Hi, I have a question regarding a relatively simply probabilistic programming example that involves discrete variables. The example is taken from Chapter 1 of the book “Practical Probabilistic Programming” (see Table 1.1 here: Chapter 1. Probabilistic programming in a nutshell - Practical Probabilistic Programming (manning.com)).
I implemented this scenario in WebPPL ( WebPPL - probabilistic programming for the web) (see this gist: webppl example (github.com)) and now I am wondering whether it is possible to implement the same example in pymc3
.
Here is the scenario:
- Assume the weather can have two states
sunny
andnot sunny
with the following (prior) probabilities:- Sunny 0.2
- Not sunny 0.8
- Based on the weather, we will be greeted with different greetings according to the following probabilistic logic:
- If today’s weather is sunny
- “Hello, world!” 0.6
- "Howdy, universe!” 0.4
- If today’s weather isn’t sunny
- “Hello, world!” 0.2
- "Oh no, not again” 0.8
- If today’s weather is sunny
No, we want to do two things:
- Simulate today’s greeting based on the (prior) probability of seeing sunny weather
- Infer today’s weather based on an observed greeting
I implemented the first task using pm.sample_prior_predictive()
with this code:
import altair as alt
import numpy as np
import pandas as pd
import pymc as pm
from aesara.ifelse import ifelse
g0 = "Hello, World!"
g1 = "Howdy, universe!"
g2 = "Oh no, not again!"
greetings = np.array([g0, g1, g2])
weather_states = np.array(["cloudy", "sunny"])
def greeting(model, sunny):
if model is None:
model = pm.Model()
with model:
p_choice = ifelse(sunny, 0.6, 0.2)
altAnswer = pm.Deterministic('altAnswer', ifelse(sunny, 1, 2))
greeting = pm.Deterministic('GreetingToday', ifelse(pm.Bernoulli("GreetingChoice", p_choice), 0, altAnswer))
return model
def predictGreetingToday():
p_sunny = 0.2
with pm.Model() as model:
sunny = pm.Bernoulli("sunny", p_sunny)
greeting(model, sunny)
return model
trace = pm.sample_prior_predictive(1000, model=predictGreetingToday())
# Plot the results
sunny_df = pd.DataFrame(
{"weather": weather_states[np.array(trace.prior["sunny"]).reshape(-1)]}
)
weather_chart = alt.Chart(
sunny_df.value_counts(normalize=True).reset_index().rename(columns={0: "count"})

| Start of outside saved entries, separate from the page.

PR #7245, opened 2017-07-22
Add API to allow addons to define and use custom transform with app.import

kratiahuja:
Implementation of RFC: https://github.com/ember-cli/rfcs/pull/108

## TODO:
- [ ] Update ember-cli website with new API

cc: @stefanpenner @hjdivad @rwjblue @kellyselden

### DIFF
--- a/lib/broccoli/ember-app.js
+++ b/lib/broccoli/ember-app.js
@@ -28,7 +28,6 @@ const concat = require('broccoli-concat');
 const ConfigReplace = require('broccoli-config-replace');
 const ConfigLoader = require('broccoli-config-loader');
 const mergeTrees = require('./merge-trees');
-const shimAmd = require('./amd-shim');
 const WatchedDir = require('broccoli-source').WatchedDir;
 const UnwatchedDir = require('broccoli-source').UnwatchedDir;
 
@@ -129,7 +128,8 @@ class EmberApp {
 
 
     this._scriptOutputFiles = {};
-    this.amdModuleNames = null;
+    this._customTransformOrder = [];
+    this._customTransforms = {};
 
     this.legacyFilesToAppend = [];
     this.vendorStaticStyles = [];
@@ -145,6 +145,7 @@ class EmberApp {
     this.project.addons.forEach(addon => addon.app = this);
     p.setupRegistry(this);
     this._notifyAddonIncluded();
+    this._importAddonTransforms();
 
     if (!this._addonInstalled('loader.js') && !this.options._ignoreMissingLoader) {
       throw new SilentError('The loader.js addon is missing from your project, please add it to `package.json`.');
@@ -505,9 +506,9 @@ class EmberApp {
     return !this._addonDisabledByBlacklist(addon) && !this._addonDisabledByWhitelist(addon);
   }
 
-
-
   /**
+    Calls the included hook on addons.
+
     @private
     @method _notifyAddonIncluded
   */
@@ -530,7 +531,7 @@ class EmberApp {
       });
     }
 
-    this.project.addons = this.project.addons.filter(function(addon) {
+    this.project.addons = this.project.addons.filter(addon => {
       if (this.shouldIncludeAddon(addon)) {
         if (addon.included) {
           addon.included(this);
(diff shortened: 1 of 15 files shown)


kratiahuja:
Travis is failing only on Node 4 on unrelated changes.

Turbo87:
@kratiahuja can we close https://github.com/ember-cli/ember-cli/pull/7088 or is that unrelated?

kratiahuja:
Yes we can close that. This supersedes that.

lib/broccoli/ember-app.js
```diff
@@ -128,7 +127,8 @@ class EmberApp {
 
 
     this._scriptOutputFiles = {};
-    this.amdModuleNames = null;
+    this.customTransformOrder = null;
```
kratiahuja: yes agreed. I forgot to do that. Will update.

lib/broccoli/ember-app.js
```diff
@@ -529,15 +530,55 @@ class EmberApp {
...
+    @private
+    @method _importAddonTransforms
+  */
+  _importAddonTransforms() {
+
+    this.project.addons.forEach(addon => {
+      if (this.shouldIncludeAddon(addon)) {
+        if (addon.importTransforms) {
+          if (!this.customTransformOrder) {
+            this.customTransformOrder = [];
```
kratiahuja: The goal is not laziness. I was just following the format of `_amdModuleNames`

lib/broccoli/ember-app.js
```diff
@@ -529,15 +530,55 @@ class EmberApp {
...
+          }
+
+          if (!this.customTransforms) {
+            this.customTransforms = {};
```
kratiahuja: Ditto as above

lib/broccoli/ember-app.js
```diff
@@ -529,15 +530,55 @@ class EmberApp {
...
+
+          if (!transforms) {
+            throw new Error(`Addon "${addon.name}" did not return a transform map from importTransforms function`);
+          }
+
+          Object.keys(transforms).forEach(transformName => {
+            // store the transform order to reterieve later
+            this.customTransformOrder.push(transformName);
+            // store the transform info
+            this.customTransforms[transformName] = {
```
kratiahuja: Yes I totally forgot about that. I'll fix that.

lib/broccoli/ember-app.js
```diff
@@ -1097,14 +1138,19 @@ class EmberApp {
...
+      if (this.customTransformOrder) {
+        this.customTransformOrder.forEach(transformName => {
+          let transformConfig = this.customTransforms[transformName];
+
+          let transformTree = new Funnel(externalTree, {
+            files: transformConfig.files,
+            annotation: `Funnel (custom transform: ${transformName})`,
+          });
+
+          externalTree = this._mergeTrees([externalTree, transformConfig.callbackFn(transformTree, transformConfig.options)], {
```
kratiahuja: Yes, `transformConfig.options` is a map of asset path to the options provided by `app.import`. We pass the whole map and read off the assetPath

lib/broccoli/ember-app.js
```diff
@@ -1663,20 +1710,32 @@ class EmberApp {
...
+            let availableTransformNames = this.customTransformOrder.join(',');
+            throw new Error(`while import ${assetPath}: found an unknown transformation name ${transformName}. Available transformNames are: ${availableTransformNames}`);
           }
-          // If the import is specified to be a different name we must break because of the broccoli rewrite behavior.
-          if (this.amdModuleNames[assetPath] && this.amdModuleNames[assetPath] !== entry.as) {
-            throw new Error(`Highlander error while importing ${assetPath}. You may not import an AMD transformed asset at different module names.`);
+
+          if (transformName === 'amd') {
+            // some custom amd checks
+            if (!entry.as) {
```
kratiahuja: Sure I see what you are saying. Basically expose a public hook for addons defining custom transform to also validate/process any additional options right?

rwjblue: Yep, exactly

lib/broccoli/ember-app.js
rwjblue: Hehe, it confuses me.

lib/broccoli/ember-app.js
kratiahuja: Sure sounds reasonable.

lib/broccoli/ember-app.js
rwjblue: Gotcha. I see it now, thank you for explaining.

lib/broccoli/ember-app.js
kratiahuja: Agreed. I'll fix it :)

kratiahuja:
@rwjblue updated per feedback. I changed the `importTransforms` API to accomodate `processOptions` as well. `importTranforms` can either define only the callback or callback and processOptions. 

Therefore it can have a structure as when defining `processOptions`:

```js
importTransforms() {
  return {
     'amd': { 
        transform: function(tree, options) {},
        processOptions: function(assetPath, entry, options) {
            // do the processing
            return options;
       }
     }
  }
}
```

When the `processOptions` does not need to be defined, the API can be used as:

```js
importTransforms() {
  return {
     'amd': function(tree, options) {},
  }
}
```

I rarely see addons requiring to processOptions, therefore wanted to make sure we support both.

lib/broccoli/ember-app.js
```diff
@@ -530,15 +531,63 @@ class EmberApp {
...
+            let transformConfig = {
+              files: [],
+              options: {},
+            };
+
+            // store the transform info
+            if (typeof transforms[transformName] === 'object') {
+              transformConfig['callback'] = transforms[transformName].transform;
+              transformConfig['processOptions'] = transforms[transformName].processOptions;
+            } else {
```
rwjblue: Should we have this be an `} else if (typeof transforms[transformName] === 'function') {}` then add a "real" `else` clause that throws?

lib/broccoli/ember-app.js
```diff
@@ -1658,20 +1711,22 @@ class EmberApp {
...
+          if (this._customTransformOrder.indexOf(transformName) === -1) {
+            let availableTransformNames = this._customTransformOrder.join(',');
+            throw new Error(`while import ${assetPath}: found an unknown transformation name ${transformName}. Available transformNames are: ${availableTransformNames}`);
           }
-          // If the import is specified to be a different name we must break because of the broccoli rewrite behavior.
-          if (this.amdModuleNames[assetPath] && this.amdModuleNames[assetPath] !== entry.as) {
-            throw new Error(`Highlander error while importing ${assetPath}. You may not import an AMD transformed asset at different module names.`);
+
+
+          if (this._customTransforms[transformName].processOptions) {
```
rwjblue: I'd prefer to just default `processOptions` to `(options) => options;`, which allows us to avoid the extra branching and simplifies this a tiny bit.

lib/broccoli/ember-app.js
kratiahuja: I just felt it was an unrequired check :)

lib/broccoli/ember-app.js
kratiahuja: Sure I can do that.

kratiahuja:
> I believe that we still need to add API docs to lib/models/addon.js for the new hook.

Yes I forgot about that too.

kratiahuja:
@rwjblue updated per our discussion. I wanted to add a link to the AMD addon as an example usage, I'll update that once this lands (so I have a link as well :) )

kratiahuja:
@rwjblue is this good to go?

PR #7246, opened 2017-07-22
[BUGFIX release] cherry-pick "Bumps `broccoli-builder` version to include stack traces fix

twokul:


stefanpenner:
Shipit once green!

PR #7247, opened 2017-07-23
Moves documentation files under `docs/`

twokul:
we had docs in both places. I figured it'd be good to consolidate them all in one place


kellyselden:
There is ongoing work in #7079 for this, with significant discussion about what files can and can't be moved.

).mark_bar().encode(x="weather:N", y="count:Q")
greeting_df = pd.DataFrame(
{"greeting": greetings[np.array(trace.prior["GreetingToday"]).reshape(-1)]}
)
greeting_chart = alt.Chart(
greeting_df.value_counts(normalize=True).reset_index().rename(columns={0: "count"})
).mark_bar().encode(x="greeting:N", y="count:Q")
weather_chart | greeting_chart
giving something like this:
However, I am struggling to implement the 2nd task, i.e., to do some inference. The main problem is that it is not possible to do inference on the deterministic variable greeting
, which is what we observe. I think I could make it work implementing the backward logic manually, i.e., do something like this:
if greeting == g2:
altAnswer_obs = g2
sunny = False
elif greeting == g1:
altAnswer_obs = g1
sunny = True
else:
...
# not sure what do do here
However, even if that would work, this is not really the point, because the point of Probabilistic Programming, generally speaking, is to do this kind of probabilistic reasoning on its own, right?
I understand that this is not really the typical use case of pymc3
but I am trying to understand the difference between different PPLs, like e.g. webPPL and pymc3, so is it possible at all do implement this scenario in pymc3
?
WebPPL can solve this task either with exact enumeration (which is feasible for these simple cases with discrete variables) or rejection sampling.
If not, are there other PPLs implemented in python that can do this?